American physician and cardiologist

Harvey N. Middleton (February 15, 1895 - March 18, 1978) was an American physician and cardiologist in Indianapolis, Indiana, who is best known for his efforts to open opportunities for black physicians to serve on the staffs of Indianapolis hospitals and for his community service. Middleton was born in Denmark, South Carolina, and received a Bachelor of Arts degree from Benedict College (1919) in Columbia, South Carolina.
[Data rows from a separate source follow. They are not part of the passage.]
PR #2491, opened 2020-08-03
refactor: complete typing for the sdam module

mbroadst:
Building upon the recently merged improved CMAP typings, this completes the SDAM typings so we can finish the rest of the project.

NODE-2726

### DIFF
--- a/src/cmap/connection_pool.ts
+++ b/src/cmap/connection_pool.ts
@@ -1,7 +1,7 @@
 import Denque = require('denque');
 import { EventEmitter } from 'events';
 import Logger = require('../logger');
-import { Connection, StreamConnectionOptions } from './connection';
+import { Connection, ConnectionOptions } from './connection';
 import { connect } from './connect';
 import { eachAsync, relayEvents, makeCounter } from '../utils';
 import { MongoError } from '../error';
@@ -19,6 +19,7 @@ import {
   ConnectionPoolClearedEvent
 } from './events';
 import type { Callback } from '../types';
+import type { CommandResult } from './commands';
 
 const kLogger = Symbol('logger');
 const kConnections = Symbol('connections');
@@ -92,7 +93,7 @@ function resolveOptions(
   options: ConnectionPoolOptions,
   defaults: Partial<ConnectionPoolOptions>
 ): Readonly<ConnectionPoolOptions> {
-  const newOptions = {} as StreamConnectionOptions;
+  const newOptions = {} as ConnectionOptions;
 
   for (const key of VALID_POOL_OPTIONS) {
     if (key in options) {
@@ -103,7 +104,7 @@ function resolveOptions(
   return Object.freeze(Object.assign({}, defaults, newOptions)) as ConnectionPoolOptions;
 }
 
-export interface ConnectionPoolOptions extends StreamConnectionOptions {
+export interface ConnectionPoolOptions extends ConnectionOptions {
   /** The maximum number of connections that may be associated with a pool at a given time. This includes in use and available connections. */
   maxPoolSize: number;
   /** The minimum number of connections that MUST exist at any moment in a single connection pool. */
@@ -122,6 +123,16 @@ interface WaitQueueMember {
 
 export interface CloseOptions {
   force?: boolean;
+}
+
+// NOTE: to be removed as part of NODE-2745
+export interface ConnectionPool {
+  isConnected(): boolean;
+  write(
+    message: any,
+    commandOptions: any,
+    callback: (err: MongoError, ...args: CommandResult[]) => void
+  ): void;
 }
 
 /**
@@ -297,11 +308,12 @@ export class ConnectionPool extends EventEmitter {
    * @param {boolean} [options.force] Force close connections
    * @param {Function} callback
    */
-  close(callback: Callback): void;
-  close(_options: CloseOptions | Callback, _cb?: Callback): void {
+  close(callback: Callback<void>): void;
+  close(options: CloseOptions, callback: Callback<void>): void;
+  close(_options?: CloseOptions | Callback<void>, _cb?: Callback<void>): void {
     let options = _options as CloseOptions;
-    const callback = (_cb ?? _options) as Callback;
-    if ('function' === typeof options) {
+    const callback = (_cb ?? _options) as Callback<void>;
+    if (typeof options === 'function') {
       options = {};
     }
 
@@ -550,9 +562,9 @@ function processWaitQueue(pool: ConnectionPool) {
  * @param {Function} callback A function to call back after connection management is complete
  */
 type WithConnectionCallback = (
-  error?: MongoError | WaitQueueTimeoutError,
-  connection?: Connection,
-  callback?: Callback<Connection>
+  error: MongoError,
+  connection: Connection | undefined,
+  callback: Callback<Connection>
 ) => void;
 
 /**
--- a/src/cmap/connection_pool.ts
+++ b/src/cmap/connection_pool.ts
@@ -90,11 +90,10 @@ const VALID_POOL_OPTION_NAMES = [
 const VALID_POOL_OPTIONS = new Set(VALID_POOL_OPTION_NAMES);
 
 function resolveOptions(
-  options: ConnectionPoolOptions,
+  options: Partial<ConnectionPoolOptions>,
   defaults: Partial<ConnectionPoolOptions>
 ): Readonly<ConnectionPoolOptions> {
-  const newOptions = {} as ConnectionOptions;
-
+  const newOptions = {};
   for (const key of VALID_POOL_OPTIONS) {
     if (key in options) {
       (newOptions as { [key: string]: any })[key] = options[key];
@@ -171,7 +170,7 @@ export class ConnectionPool extends EventEmitter {
    *
    * @param {ConnectionPoolOptions} options
    */
-  constructor(options: ConnectionPoolOptions) {
+  constructor(options: Partial<ConnectionPoolOptions>) {
     super();
 
     this.closed = false;
--- a/src/cmap/wire_protocol/command.ts
+++ b/src/cmap/wire_protocol/command.ts
@@ -168,13 +168,8 @@ function _command(
   }
 }
 
-function hasSessionSupport(topology: Server) {
-  if (topology == null) return false;
-  if (topology.description && topology.description) {
-    return topology.description.maxWireVersion >= 6;
-  }
-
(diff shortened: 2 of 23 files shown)


src/sdam/srv_polling.ts
```diff
@@ -23,7 +23,7 @@ class SrvPollingEvent {
     this.srvRecords = srvRecords;
   }
 
-  addresses() {
+  addresses(): Set<string> {
     return new Set(this.srvRecords.map((record: any) => `${record.name}:${record.port}`));
   }
 }
```
nbbeeken, line 29: I can't comment on it, but SrvPoller below looks untyped, is there a reason to leave it off?

src/sdam/server_selection.ts
```diff
@@ -84,10 +93,10 @@ function maxStalenessReducer(readPreference: any, topologyDescription: any, serv
 /**
  * Determines whether a server's tags match a given set of tags
  *
- * @param {string[]} tagSet The requested tag set to match
- * @param {string[]} serverTags The server's tags
+ * @param tagSet The requested tag set to match
```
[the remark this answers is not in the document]
mbroadst: hm the eslintrc was updated for that, maybe reload?

src/sdam/srv_polling.ts
mbroadst: oops, missed this file it looks like. Updated

src/sdam/topology.ts
```diff
@@ -66,20 +66,95 @@ const stateTransition = makeStateMachine({
...
+  srvHost?: boolean;
+  srvPoller?: SrvPoller;
+  logger?: Logger;
+  loggerLevel?: string;
+  directConnection: boolean;
+
+  metadata: ClientMetadata;
+}
+
+interface CursorOptions {
```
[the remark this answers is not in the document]
mbroadst: Hmm, I think actually no because it allows for things like `cursorFactory`. You're right though, we might have a clash, at least this isn't exported

src/sdam/topology.ts
```diff
@@ -94,8 +169,8 @@ interface Topology {
  * @fires Topology#serverHeartbeatFailed
  */
 class Topology extends EventEmitter {
-  s: any;
-  [kWaitQueue]: any;
+  s: TopologyPrivate;
```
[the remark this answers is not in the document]
mbroadst: Also leaving this to follow-on work, since its not immediately obvious how to make it actually private

src/sdam/topology.ts
```diff
@@ -986,7 +1073,7 @@ function isRetryableWritesSupported(topology: any) {
 }
 
 class ServerCapabilities {
-  constructor(ismaster: any) {
+  constructor(ismaster: Document) {
```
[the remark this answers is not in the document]
mbroadst: I know it's a hard pill to swallow, but I think the same rationale applies here as it did with the "operation refactor" a week ago: we need a better solution for this, we shouldn't do it in this PR (I think likely we would want to add this to the `StreamDescription` class, since all operations are executed against `Connection` instances, also if we made these getters we'd have to explicitly save off another copy of the ismaster document. Let's solve this in the "Operation Layer Unification" project

src/sdam/server.ts
```diff
@@ -68,52 +80,64 @@ const stateTransition = makeStateMachine({
...
+
 /**
  * @fires Server#serverHeartbeatStarted
  * @fires Server#serverHeartbeatSucceeded
  * @fires Server#serverHeartbeatFailed
  */
 class Server extends EventEmitter {
-  s: any;
-  clusterTime: any;
+  s: ServerPrivate;
```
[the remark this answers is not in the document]
nbbeeken: Ah yea I see that its accessed in cmap/wire_protocol, there's no `internal` like swift that'd be nice tho, oh well 
Probably whatever properties we use off `s` elsewhere should be made into getters but we can leave that for follow on work.

src/sdam/server_selection.ts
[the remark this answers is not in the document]
nbbeeken: I reviewed before that change came in 😅  all good now!

src/sdam/server.ts
```diff
@@ -264,26 +288,37 @@ class Server extends EventEmitter {
...
+  query(
+    ns: string,
+    cmd: Document,
+    cursorState: InternalCursorState,
+    options: QueryOptions,
+    callback: Callback
+  ) {
     if (this.s.state === STATE_CLOSING || this.s.state === STATE_CLOSED) {
       callback(new MongoError('server is closed'));
       return;
```
nbbeeken, line 324: A few lines down there's an untyped call: `withConnection((err: any, conn: any, cb: any) => {`, you can ctrl-f for this  there should be two other instances that can be typed.

src/sdam/server.ts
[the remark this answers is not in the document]
nbbeeken: I see that we have InternalCursorState, maybe we should go with InternalServer / ServerInternal types to imply that same access level, also I see MonitorPrivate that could get similar treatment.
Just bikeshedding, as is is fine.

src/sdam/topology.ts
```diff
@@ -66,20 +66,95 @@ const stateTransition = makeStateMachine({
...
+  topology?: typeof Topology;
+  maxTimeMS?: number;
+  cursorFactory?: typeof Cursor;
+}
+
+interface ConnectOptions {
+  readPreference?: ReadPreference;
+}
+
+type ServerSelector = Function;
```
nbbeeken, line 152: Is there a more descriptive type for a selector?

src/sdam/server.ts
```diff
@@ -434,14 +460,13 @@ function calculateRoundTripTime(oldRtt: any, duration: any) {
...
     return new MongoError('readPreference must be an instance of ReadPreference');
   }
 }
 
-function executeWriteOperation(args: any, options: any, callback: Function) {
-  if (typeof options === 'function') (callback = options), (options = {});
+function executeWriteOperation(args: any, options: WriteCommandOptions, callback: Callback) {
   options = options || {};
 
   // TODO: once we drop Node 4, use destructuring either here or in arguments.
```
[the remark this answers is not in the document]
mbroadst: @nbbeeken can you please resolve the comments you believe to be completed?

src/sdam/server.ts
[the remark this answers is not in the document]
mbroadst: I think ultimately we want to move away from the `XPrivate` types, and move the values directly onto the parent class, so this might not be a problem much sooner.

src/sdam/topology.ts
mbroadst: Once I turned your extra rules on I was forced to better type `server_selection.ts`, so now we have a better type for this :+1:

mbroadst:
@nbbeeken nice idea with turning those rules on, I made the changes PTAL

src/sdam/events.ts
```diff
@@ -18,9 +35,13 @@ class ServerDescriptionChangedEvent {
  * @property {object} topologyId A unique identifier for the topology
  * @property {ServerAddress} address The address (host/port pair) of the server
  */
-class ServerOpeningEvent {
-  constructor(topologyId: any, address: any) {
-    Object.assign(this, { topologyId, address });
+export class ServerOpeningEvent {
```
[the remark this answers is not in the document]
nbbeeken: @mbroadst I just wanna get your 🧅  on this style for future work, too sugary?

src/cmap/wire_protocol/command.ts
```diff
@@ -162,9 +168,9 @@ function _command(
   }
 }
 
-function hasSessionSupport(topology: Topology | Server) {
+function hasSessionSupport(topology: Server) {
   if (topology == null) return false;
-  if (topology.description) {
+  if (topology.description && topology.description) {
```
reggi, line 173: This is doubled up here.

src/cmap/connection_pool.ts
```diff
@@ -92,7 +93,7 @@ function resolveOptions(
   options: ConnectionPoolOptions,
   defaults: Partial<ConnectionPoolOptions>
 ): Readonly<ConnectionPoolOptions> {
-  const newOptions = {} as StreamConnectionOptions;
+  const newOptions = {} as ConnectionOptions;
```
reggi, line 96: I believe this should be `ConnectionPoolOptions`.

src/sdam/server.ts
```diff
@@ -68,52 +80,64 @@ const stateTransition = makeStateMachine({
...
       options,
-      // the server logger
       logger: new Logger('Server', options),
-      // the server state
       state: STATE_CLOSED,
-      credentials: options.credentials,
-      topology
+      topology,
+      pool: new ConnectionPool(
+        Object.assign({ host: description.host, port: description.port }, options)
```
reggi, line 130: I would use a spread here to help type this down the road.

```
{ ..options, host: description.host, port: description.port }
```

reggi: I just tested it `Object.assign` does type the return value, but we don't need it anymore in master.

mbroadst: This is strange, `Object.assign` works but spreading does not with the following error:
```
Argument of type '{ host: string; port: number; } | { host: string; port: number; credentials?: MongoCredentials | undefined; maxPoolSize: number; minPoolSize: number; maxIdleTimeMS: number; ... 60 more ...; appname?: string | undefined; }' is not assignable to parameter of type 'ConnectionPoolOptions'.
  Type '{ host: string; port: number; }' is missing the following properties from type 'ConnectionPoolOptions': maxPoolSize, minPoolSize, maxIdleTimeMS, waitQueueTimeoutMS, and 8 more.ts(2345)
```

src/sdam/events.ts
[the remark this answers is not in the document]
mbroadst: oh hi! whoops ,I think it's a little sugary for my taste. It definitely saves some duplication, but I think readability suffers a little bit for it. I think of it similar to shortenings like:
```
```
people often see that in our codebase and think "Is that legal JavaScript?" Similarly here I read this and was like "is that a copy/paste accident?"

src/sdam/server.ts
reggi: Yeah here changing it to a spread actually shows us some type errors. The min / max pool stuff in `ConnectionPoolOptions` should have `?` then a bunch of the other options in `ConnectionOptions` might need them as well.

reggi: `Object.assign` is not to be trusted! 👻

He attended two years of medical school at Boston University before transferring to Meharry Medical College, in Nashville, Tennessee, where he received a medical degree (M.D.) in 1926. Middleton took short courses for additional training at Harvard University; the University of London, England; the University of Michigan; Indiana University; and Michael Reese Hospital in Chicago. In 1928 Middleton moved to Anderson, Indiana, where he joined the staff of Saint Johns Hospital. Around 1935 he relocated to Indianapolis, established a private medical practice, and volunteered at Indianapolis General (City) Hospital's outpatient heart clinic. Middleton was accepted as a member of City Hospital staff in 1942 and joined the staffs at other Indianapolis hospitals. Middleton wrote several articles relating to cardiology that appear in state and national medical journals. He was a member of the American Medical Association, the National Medical Association, the American Heart Association, the Indiana State Medical Association, the Hoosier State Medical Society, and others.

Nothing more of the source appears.